PR #213, opened 2022-10-17
Use the public AR/GCR image in the stolos-dev project for testing

nan-yu:
https://testgrid.k8s.io/googleoss-kpt-config-sync runs all the periodic jobs in the oss-prow-build-kpt-config-sync project. It needs to get an exemption for the public access to the artifact registry and container registry. Before the exemption is approved, the test continues to use the public image in the stolos-dev project.


xinnywinne (approved):
/lgtm

PR #1661, opened 2025-05-06
Remove buildx builder instance after image push

tiffanny29631:
Postsync status watch controller supports multi-arch builds by using a dedicated builder. This PR ensures the Docker builder is cleaned up afterward to prevent interference with other image builds.


sdowell (approved):
/lgtm

PR #1663, opened 2025-05-06
test: wait for GKE cluster readiness

sdowell:
The test scaffolding previously waited for cluster readiness by waiting for all operations to be complete, but that evidently is no longer sufficient to wait for cluster readiness. This change adds an additional check to make sure the cluster has the RUNNING status before handing off the cluster to the test framework.


tiffanny29631 (approved):
/lgtm

PR #1665, opened 2025-05-12
Refactor Otel Collector Googlecloud ConfigMap Generation

tiffanny29631:
To Use Go Struct and YAML Marshaling

Refactor the generation of the otel-collector Googlecloud ConfigMap to construct the configuration using a Go map and marshal it to YAML, replacing the previous approach of using a static YAML string. This change improves maintainability and reduces the risk of formatting errors in the generated config. Add GooglecloudCollectorConfigYAML() and deprecate the old CollectorConfigGooglecloud string constant. This refactor makes the config generation more robust and easier to extend or validate in the future.

### DIFF
--- a/pkg/metrics/otel.go
+++ b/pkg/metrics/otel.go
@@ -14,6 +14,10 @@
 
 package metrics
 
+import (
+	"sigs.k8s.io/yaml"
+)
+
 const (
 	// OpenTelemetry is the app label for all otel resources.
 	OpenTelemetry = "opentelemetry"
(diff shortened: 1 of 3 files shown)


pkg/reconcilermanager/controllers/otel_controller.go
```diff
@@ -140,8 +140,12 @@ func (r *OtelReconciler) configureGooglecloudConfigMap(ctx context.Context) ([]b
 			metadata.SystemLabel: "true",
 			metadata.ArchLabel:   "csmr",
 		}
+		configYAML, yamlErr := metrics.CollectorConfigGooglecloudYAML()
+		if yamlErr != nil {
+			return status.APIServerErrorf(yamlErr, "failed to marshal otel-collector-googlecloud config to YAML")
```
janetkuo, line 145: Is this an API server error?

tiffanny29631: Missed the message. Changed to regular error for marshaling.

pkg/metrics/otel.go
```diff
@@ -14,6 +14,10 @@
 
 package metrics
 
+import (
+	"gopkg.in/yaml.v3"
```
janetkuo, line 18: This package is archived, use `sigs.k8s.io/yaml` instead.

tiffanny29631: Fixed

pkg/metrics/otel.go
```diff
@@ -29,324 +33,209 @@ const (
...
-      processors: [batch]
-      exporters: [prometheus]
-    metrics/kubernetes:
-      receivers: [opencensus]
-      processors: [batch, filter/kubernetes, metricstransform/kubernetes, resourcedetection]
-      exporters: [googlecloud/kubernetes]`
 )
+
+// CollectorConfigGooglecloudYAML returns the otel-collector-googlecloud config as YAML.
+func CollectorConfigGooglecloudYAML() (string, error) {
```
sdowell, line 39: It looks like valid configs can be generated programmatically, e.g. https://github.com/open-telemetry/opentelemetry-collector-contrib/blob/main/extension/healthcheckextension/factory.go#L20

Would it be possible for us to use that to generate canonical/valid configs and then marshal to YAML?

sdowell, line 39: Can you add a unit test for this function which validates the output yaml string against a static/hardcoded test yaml string? That will make it easier for a human reviewer to inspect the actual output yaml

tiffanny29631: Tried it, and following this pattern will lead to adding many more dependencies, which could make the build larger and slower. It would also tightly couple us with the upstream design, complicating maintenance, especially since we have numerous exporters and processors. Given that the Config Sync ConfigMap is slightly customized and this change is a refactor, I prefer to keep it minimal while ensuring it remains relatively readable for future maintenance.

tiffanny29631: Okie just pushed two new commits to the repository so that we can revert if we don't like them.

The second commit in the chain specifically updates the otel-controller unit test. It eliminates the use of a hard-coded hash when comparing the desired ConfigMap with the one retrieved from the fake client, as well as when comparing the hashed ConfigMap annotation.
The third commit introduces a human-readable example ConfigMap that can be generated with the rule upon code changes. Including a hard-coded ConfigMap in the unit test would necessitate manual adjustments every time otel.go is modified, which could lead to human error.

sdowell: Ack, sgtm

sdowell: This seems a bit more overkill than I was expecting (with the make target and new gen-otel-config binary).

> Including a hard-coded ConfigMap in the unit test would necessitate manual adjustments every time otel.go is modified, which could lead to human error.

That's the idea of golden/approval/snapshot testing (minus the human error part). The idea is that if the Go map changes, the human-readable yaml must be updated in lockstep or the tests will fail. This guarantees a human-readable diff any time the ConfigMap changes.

I think a yaml string defined as a Go variable would be fine. If the unit test fails it can print out the "got" yaml and a developer can just copy/paste to the "expected" yaml string variable.

Alternatively the Go unit test could compare against a separate yaml file, but that requires a bit more scaffolding

tiffanny29631: Sure. I’ve added a static string for the config data. One of the main reasons for this refactor is to avoid maintaining a hardcoded config string, since even minor issues like incorrect indentation or whitespace can cause problems with marshaling. However, I agree that if we have to keep it somewhere, it’s preferable for it to be in test code rather than production.

pkg/reconcilermanager/controllers/otel_controller_test.go
```diff
@@ -167,7 +509,19 @@ func TestOtelReconcilerGooglecloud(t *testing.T) {
...
+	require.Equal(t, wantConfigMap.ObjectMeta.Labels, gotConfigMap.ObjectMeta.Labels, "ConfigMap labels")
+	require.Equal(t, wantConfigMap.ObjectMeta.Name, gotConfigMap.ObjectMeta.Name, "ConfigMap name")
+	require.Equal(t, wantConfigMap.ObjectMeta.Namespace, gotConfigMap.ObjectMeta.Namespace, "ConfigMap namespace")
+
+	// Compare the YAML content as objects, not strings
+	var wantObj, gotObj map[string]interface{}
+	require.NoError(t, yaml.Unmarshal([]byte(wantConfigMap.Data["otel-collector-config.yaml"]), &wantObj))
+	require.NoError(t, yaml.Unmarshal([]byte(gotConfigMap.Data["otel-collector-config.yaml"]), &gotObj))
+	if !reflect.DeepEqual(wantObj, gotObj) {
+		t.Errorf("ConfigMap otel-collector-config.yaml does not match:\n%s", cmp.Diff(wantObj, gotObj))
```
sdowell, line 523: What's the reason for comparing them as objects as opposed to strings? I expect the output is not as easy to read.

It would be nice if this output the actual yaml on failure to make it easier to update (copy/paste) the expected yaml string above.

pkg/reconcilermanager/controllers/otel_controller_test.go
```diff
@@ -167,7 +521,14 @@ func TestOtelReconcilerGooglecloud(t *testing.T) {
 	gotConfigMap := &corev1.ConfigMap{}
 	err := fakeClient.Get(ctx, cmKey, gotConfigMap)
 	require.NoError(t, err, "ConfigMap[%s] not found", cmKey)
-	asserter.Equal(t, wantConfigMap, gotConfigMap, "ConfigMap")
+
+	// Compare the YAML content as strings
+	gotYAML := gotConfigMapToYAML(gotConfigMap)
+	if configYAML != gotYAML {
```
sdowell, line 527: Suggest using `cmp.Diff` to compare strings and print a diff. That will be easier to view the difference compared to the full expected yaml. in other words:

- print the `cmp.Diff` output for easy human readable diff
- print the full actual yaml for easy copy/paste if the developer wants to update the expected yaml

tiffanny29631: Done

sdowell: a few minor nits:
- the typical pattern is `if diff := cmp.Diff(wantYAML, gotYAML); diff != "" { ...`
- use `fmt.Printf`, because `fmt.Println` prints an unintended space between args
- use `t.Fatalf` to fail immediately

tiffanny29631: Done

sdowell (approved):
/lgtm

PR #1671, opened 2025-05-15
chore: update Go version to 1.24.3 in Makefile and go.mod

mikebz:
updating go version while I am onduty.  CI and Louhi updates forthcoming.

### DIFF
--- a/Makefile
+++ b/Makefile
@@ -38,7 +38,7 @@ GO_DIR := $(OUTPUT_DIR)/go
 
 # Base image used for all golang containers
 # Uses trusted google-built golang image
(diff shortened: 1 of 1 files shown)


go.mod
```diff
@@ -1,6 +1,6 @@
 module kpt.dev/configsync
 
-go 1.23.0
+go 1.24.3
```
sdowell, line 3: I'd suggest updating just the image version initially, otherwise CI may break in the interim (until the CI environment is updated with the new Go version)

mikebz: reverted

sdowell (approved):
/lgtm

PR #1688, opened 2025-05-21
ci: install go-junit-report at runtime

sdowell:
Updates the go-junit-report binary to be installed at runtime. This
makes it so that it is updated in lockstep with the gomod file and so
that the gke-e2e image doesn't need to be bumped to consume a new
version.


Makefile
```diff
@@ -483,6 +485,17 @@ clean-helm:
 # install kind (user-friendly target alias)
 install-kind: "$(KIND)"
 
+.PHONY: clean-go-junit-report
+clean-go-junit-report:
+	@rm -rf $(GO_JUNIT_REPORT)
+
+.PHONY: install-go-junit-report
+# install go-junit-report (user-friendly target alias)
+install-go-junit-report: "$(COSIGN)"
```
tiffanny29631, line 494: GO_JUNIT_REPORT

sdowell: good catch, fixed

tiffanny29631 (approved):
/lgtm

PR #1693, opened 2025-05-22
test: fix hasTolerations segfault

sdowell:
If the number of actual tolerations was greater than the number of expected tolerations, this would cause a segfault.

Caused a panic/segfault on this execution: https://oss.gprow.dev/view/gs/oss-prow-build-kpt-config-sync/logs/kpt-config-sync-standard-rapid/1925287984836382720

### DIFF
--- a/e2e/testcases/reconciler_manager_test.go
+++ b/e2e/testcases/reconciler_manager_test.go
@@ -754,6 +754,12 @@ func hasTolerations(tolerations []corev1.Toleration) testpredicates.Predicate {
 		if !ok {
 			return testpredicates.WrongTypeErr(d, &appsv1.Deployment{})
 		}
+		// two lists are equal if they have the same length and each element is equal.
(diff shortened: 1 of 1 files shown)


e2e/testcases/reconciler_manager_test.go
```diff
@@ -754,6 +754,10 @@ func hasTolerations(tolerations []corev1.Toleration) testpredicates.Predicate {
 		if !ok {
 			return testpredicates.WrongTypeErr(d, &appsv1.Deployment{})
 		}
+		if len(d.Spec.Template.Spec.Tolerations) != len(tolerations) {
```
mikebz, line 757: I would add some commentary as to why the length of tolerations is actually important.

sdowell: nit: I find it fairly self-evident, but added a comment

PR #1721, opened 2025-05-29
test: add e2e test for adopting implicit namespace

sdowell:
This change adds a testcase which documents/validates the behavior of adopting a Namespace by one RootSync after it has been created by another RootSync as an implicit Namespace.


mikebz:
/lgtm

even though just in general readability the creation and watch code requires mental load on the reader of translating those objects from Go into YAML.  The scope of this topic is well beyond this PR but something to think about.

PR #1723, opened 2025-05-29
test: use Watcher for validating Stalled errors

sdowell:
This refactors the Stalled condition validation to use the Watcher, similar to the validation for other conditions. This completes the refactoring of moving the condition validation from using the previous polling mechanism to using the watch mechanism. Streamlined error code validation for Stalled errors will be added in a subsequent change.


mikebz:
Also did a cursory look in the branch for remaining references

https://github.com/search?q=repo%3Asdowell%2Fkpt-config-sync%20%20WaitForRootSyncStalledError&type=code

It looks like they are all gone

PR #1724, opened 2025-05-30
[WIP] Design Doc: Support for kpt Apply-Time-Mutation (ATM) in the Remediator

vs-odie:
This PR introduces a design document proposing support for kpt Apply-Time-Mutation (ATM) in the Config Sync remediator. Currently, only the applier honors ATM annotations, which can lead to resources being reverted to their unmutated state by the remediator. The proposed change ensures that ATM substitutions are applied consistently during both initial apply and ongoing reconciliation, improving correctness and user experience. The design also references real-world needs for cross-resource value injection, as highlighted in k8s-config-connector [Issue #101](https://github.com/GoogleCloudPlatform/k8s-config-connector/issues/101)

### DIFF
--- a/docs/design-docs/03-apply-time-mutation-remediator.md
+++ b/docs/design-docs/03-apply-time-mutation-remediator.md
@@ -1,0 +1,74 @@
+# Support for kpt Apply-Time-Mutation (ATM) in the Remediator
+
+**Authors:**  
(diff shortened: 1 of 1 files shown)


mikebz:
thank you for contributing a well thought out proposal and following the design doc pattern! Adding to me review list.  Apply time mutations have been a subject of much debate over the years.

■ TASK INSTRUCTIONS ■
Check each line above for the word "friendly" and give the number of lines that have it, nothing else.

■ ANSWER ■
2